Prompt:
Every entry needs to be given again exactly as it reads.

Material to process:

PR #9407, opened 2018-08-23
ethcore: fix ancient block sync

andresilva:
Fixes #9300 and fixes #7008. Merge after #9381.

Issue #9225, opened 2018-07-26
Fails to sync ancient blocks from peer with the same difficulty


ascjones:
> I'm running:
>
> - **Which Parity version?**: 2.0.0
> - **Which operating system?**: Linux
> - **How installed?**: binaries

Result:
PR #9407, opened 2018-08-23
ethcore: fix ancient block sync

andresilva:
Fixes #9300 and fixes #7008. Merge after #9381.

Issue #9225, opened 2018-07-26
Fails to sync ancient blocks from peer with the same difficulty


ascjones:
> I'm running:
>
> - **Which Parity version?**: 2.0.0
> - **Which operating system?**: Linux
> - **How installed?**: binaries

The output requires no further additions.